A good demonstration of this problem comes from an experiment at Virginia Tech. Researchers created what is essentially an eye-tracking system for a neural network, which records which pixels the computer looks at first. The researchers showed the neural net pictures of a bedroom and asked the AI: “What is covering the windows?” They found that instead of looking at the windows, the AI looked at the floor. Then, if it found a bed, it gave the answer “there are curtains covering the windows.” This happened to be right, but only because of the limited data the network had been trained on. Based on the pictures it had been shown, the neural net had deduced that if it was in a bedroom there would be curtains on the windows. So when it saw a bed, it stopped looking — it had, in its eyes, seen curtains. Logical, of course, but also daft. A lot of bedrooms don’t have curtains!

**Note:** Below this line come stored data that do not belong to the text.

PR #450, opened 2024-02-22
Update SYCL support discovery to check for `-fsycl` flag.

### LINKED ISSUE #449: oneMKL's CMake Does Not Detect SYCL Support when Compiled with `intel/llvm`
# Summary
oneMKL uses [`CXX_COMPILER_NAME` to detect SYCL support](https://github.com/oneapi-src/oneMKL/blob/develop/cmake/mkl/MKLConfig.cmake#L211).  This means that if a user compiles their own copy of [`intel/llvm`](https://github.com/intel/llvm), SYCL support is not detected and the `MKL::MKL_SYCL` library will not be available.  (The `CXX_COMPILER_NAME` is by default `Clang`.)

Users can force set `SYCL_COMPILER` with `-DSYCL_COMPILER=ON`, which will make the `MKL::MKL_SYCL` library available.  However, with `CLANG_COMPILER` also set, the `intel_thread` backend is also made available.  This elicits a compiler warning:

```bash
bbrock@ortce-skl22:~/src/distributed-ranges/build/examples/shp$ make -j
Consolidate compiler generated dependencies of target fmt
Warning: Using MKL::MKL_SYCL* targets with intel_thread may have potential composability problems on CPU device with other SYCL kernels.
[  5%] Building CXX object _deps/cpp-format-build/CMakeFiles/fmt.dir/src/os.cc.o
```

Which seems to indicate this is still a sub-optimal solution.

# Version
oneMKL `develop` branch.

# Environment
* Running on a system with two SPRs and 8 PVC GPUs.
* Both production oneMKL `2024.0` and oneMKL develop.
* Ubuntu 22.04 LTS
* Fresh [`intel/llvm`](https://github.com/intel/llvm)

[CMake output](https://gist.github.com/BenBrock/65bb26fae33ed11e7ecad9df59c6cf17)

# Steps to reproduce
* Compile fresh [`intel/llvm`](https://github.com/intel/llvm)
* Compile a project, including oneMKL via CMake (in my case [distributed ranges](https://github.com/oneapi-src/distributed-ranges))

# Observed behavior
[Build fails](https://gist.github.com/BenBrock/65bb26fae33ed11e7ecad9df59c6cf17) due to `MKL::MKL_DPCPP`/`MKL::MKL_SYCL` library not being available.

# Expected behavior
I expect SYCL support to be detected by oneMKL and the build to succeed.

BenBrock:
# Description
oneMKL's CMake currently checks `CXX_COMPILER_NAME` and uses that to determine whether SYCL is supported.  This prevents SYCL support from being detected if the user compiles with their own build of `intel/llvm` (see issue #449).

This is a first stab at modifying `MKLConfig.cmake` to check for `-fsycl` support directly instead of inferring from the compiler name.  It is based on h[ow oneDPL checks for SYCL support](https://github.com/oneapi-src/oneDPL/blob/main/CMakeLists.txt#L79), which works for both release builds of IntelLLVM and custom builds of `intel/llvm`.

I have also modified the CMake to avoid setting `CLANG_COMPILER` if `SYCL_COMPILER` is set, as this is the behavior when using IntelLLVM.  I assume open-source DPC++ builds should behave similarly.

Fixes #449

# Checklist

## All Submissions

## New interfaces

it was accepted? # (RFC)

## New features

## Bug fixes

      GitHub issue or in this PR)?

### DIFF
--- a/cmake/mkl/MKLConfig.cmake
+++ b/cmake/mkl/MKLConfig.cmake
@@ -208,12 +208,28 @@ if(CMAKE_Fortran_COMPILER)
 endif()
 
 # Determine Compiler Family
-if(CXX_COMPILER_NAME STREQUAL "dpcpp" OR CXX_COMPILER_NAME STREQUAL "dpcpp.exe"
-    OR CXX_COMPILER_NAME STREQUAL "icpx" OR CXX_COMPILER_NAME STREQUAL "icx.exe")
-  set(SYCL_COMPILER ON)
+
+include(CMakePackageConfigHelpers)
+include(CheckCXXCompilerFlag)
+include(CheckIncludeFileCXX)
+include(GNUInstallDirs)
+
+# Check SYCL support by the compiler
+check_cxx_compiler_flag("-fsycl" _fsycl_option)
+if (_fsycl_option)
+  CHECK_INCLUDE_FILE_CXX("sycl/sycl.hpp" _sycl_header "-fsycl")
+  if (NOT _sycl_header)
+    CHECK_INCLUDE_FILE_CXX("CL/sycl.hpp" _sycl_header_old "-fsycl")
+  endif()
+  if (_sycl_header OR _sycl_header_old)
+    set(SYCL_COMPILER ON)
+  endif()
 endif()
-if(C_COMPILER_NAME MATCHES "^clang" OR CXX_COMPILER_NAME MATCHES "^clang")
-  set(CLANG_COMPILER ON)
+
+if(NOT DEFINED SYCL_COMPILER OR SYCL_COMPILER MATCHES OFF)
+  if(C_COMPILER_NAME MATCHES "^clang" OR CXX_COMPILER_NAME MATCHES "^clang")
+    set(CLANG_COMPILER ON)
+  endif()
 endif()
 if(CMAKE_C_COMPILER_ID STREQUAL "PGI" OR CMAKE_CXX_COMPILER_ID STREQUAL "PGI" OR CMAKE_Fortran_COMPILER_ID STREQUAL "PGI"
     OR CMAKE_C_COMPILER_ID STREQUAL "NVHPC" OR CMAKE_CXX_COMPILER_ID STREQUAL "NVHPC"


cmake/mkl/MKLConfig.cmake
```diff
@@ -208,12 +208,28 @@ if(CMAKE_Fortran_COMPILER)
...
+    CHECK_INCLUDE_FILE_CXX("CL/sycl.hpp" _sycl_header_old "-fsycl")
+  endif()
+  if (_sycl_header OR _sycl_header_old)
+    set(SYCL_COMPILER ON)
+  endif()
 endif()
-if(C_COMPILER_NAME MATCHES "^clang" OR CXX_COMPILER_NAME MATCHES "^clang")
-  set(CLANG_COMPILER ON)
+
+if(NOT DEFINED SYCL_COMPILER OR SYCL_COMPILER MATCHES OFF)
```
mkrainiuk, line 229: This approach could not work correctly for case when MKLConfig is used for building non-SYCL app with clang compiler that supports SYCL, but I believe this fix is enough for oneMKL project build. We can update this part later with more general fix from Intel oneMKL

mkrainiuk (approved):
Thank you for the fix! I have one minor comment but overall looks good to me.

cmake/mkl/MKLConfig.cmake
```diff
@@ -208,12 +208,28 @@ if(CMAKE_Fortran_COMPILER)
...
 
 # Determine Compiler Family
-if(CXX_COMPILER_NAME STREQUAL "dpcpp" OR CXX_COMPILER_NAME STREQUAL "dpcpp.exe"
-    OR CXX_COMPILER_NAME STREQUAL "icpx" OR CXX_COMPILER_NAME STREQUAL "icx.exe")
-  set(SYCL_COMPILER ON)
+
+include(CMakePackageConfigHelpers)
+include(CheckCXXCompilerFlag)
+include(CheckIncludeFileCXX)
+include(GNUInstallDirs)
```
dnhsieh-intel, line 215:
```suggestion
include(CheckCXXCompilerFlag)
include(CheckIncludeFileCXX)
```
I think we can delete the first line `include(CMakePackageConfigHelpers)` and the fourth line `include(GNUInstallDirs)`. `CheckCXXCompilerFlag` is needed for `check_cxx_compiler_flag()`, and `CheckIncludeFileCXX` is needed for `CHECK_INCLUDE_FILE_CXX()`.

cmake/mkl/MKLConfig.cmake
```diff
@@ -208,12 +208,28 @@ if(CMAKE_Fortran_COMPILER)
 endif()
 
 # Determine Compiler Family
-if(CXX_COMPILER_NAME STREQUAL "dpcpp" OR CXX_COMPILER_NAME STREQUAL "dpcpp.exe"
-    OR CXX_COMPILER_NAME STREQUAL "icpx" OR CXX_COMPILER_NAME STREQUAL "icx.exe")
-  set(SYCL_COMPILER ON)
+
+include(CMakePackageConfigHelpers)
+include(CheckCXXCompilerFlag)
```
dnhsieh-intel, line 213: Could you put this block in a condition please?
```
if("CXX" IN_LIST CURR_LANGS)
  include(CheckCXXCompilerFlag)
  include(CheckIncludeFileCXX)

  check_cxx_compiler_flag("-fsycl" _fsycl_option)
  ...
      if (_sycl_header OR _sycl_header_old)
      set(SYCL_COMPILER ON)
    endif()
  endif()
endif()
```
Although only CXX is used in oneMKL interfaces, oneMKL also needs to support C and Fortran. There is a possibility that users would use `MKLConfig.cmake` here with oneMKL.

cmake/mkl/MKLConfig.cmake
dnhsieh-intel, line 229: Did you mean
```suggestion
if(NOT SYCL_COMPILER)
```

cmake/mkl/MKLConfig.cmake
```diff
@@ -208,12 +208,28 @@ if(CMAKE_Fortran_COMPILER)
...
+include(CheckIncludeFileCXX)
+include(GNUInstallDirs)
+
+# Check SYCL support by the compiler
+check_cxx_compiler_flag("-fsycl" _fsycl_option)
+if (_fsycl_option)
+  CHECK_INCLUDE_FILE_CXX("sycl/sycl.hpp" _sycl_header "-fsycl")
+  if (NOT _sycl_header)
+    CHECK_INCLUDE_FILE_CXX("CL/sycl.hpp" _sycl_header_old "-fsycl")
```
dnhsieh-intel, line 222: `SYCL_SYCL_HPP` and `CL_SYCL_HPP` might be more expressive than `_sycl_header` and `_sycl_header_old`. It would be great if you also use `COMPILER_FSYCL_SUPPORT` instead of `_fsycl_option`. Please note that the convention in `MKLConfig.cmake` is to use all caps for variable names.

In addition, please consider removing the space after `if` to match the style in the file:
```
if(<condition>)
```

dnhsieh-intel (commented):
Thank you for the PR! I have some suggestions.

Eye-tracking is one way of shining some light on the inner workings, but another might be to build more coherence into deep learning systems from the get-go. One way of doing this is revisiting an old, unfashionable strand of artificial intelligence known as symbolic AI or Good Old-Fashioned Artificial Intelligence (GOFAI), says Murray Shanahan, a professor of cognitive robotics at Imperial College London (and also the scientific advisor on Ex Machina). This is based on the hypothesis that what goes on in the mind can be reduced to basic logic, where the world is defined by a complex dictionary of symbols. By combining these symbols — which represent actions, events, objects, etc. — you can basically synthesize thinking. (If creating an AI this way sounds like a monstrous, unthinkable task, just imagine trying it on computers that still run on magnetic tape.)
Shanahan’s proposal is that we take the symbolic descriptions of GOFAI and combine them with deep learning. These would provide the systems with a starting point for understanding the world, rather than just feeding them data and waiting for them to notice patterns. This, he says, might not only solve the transparency problem of AI, but also the problem of transfer learning outlined by Hadsell. “It’s all very well to say that Breakout is similar to Pong because they’ve both got paddles and balls, but human level cognition makes these types of connections on a much more dramatic scale,” says Shanahan. “Like the connection between the structure of the atom and the structure of the solar system.”
Shanahan and his team at Imperial are working on the new method (which they call deep symbolic reinforcement learning) and have published some small experiments. It’s still in its infancy, and finding out whether it will scale up to larger systems and different types of data will be telling. However, there’s every chance it could develop into something more. After all, deep learning itself was an unloved department of AI until researchers began to plug in the cheap data and abundant processing power made available in recent years. Maybe it’s time for another blast from AI’s past to try its skills in a new environment.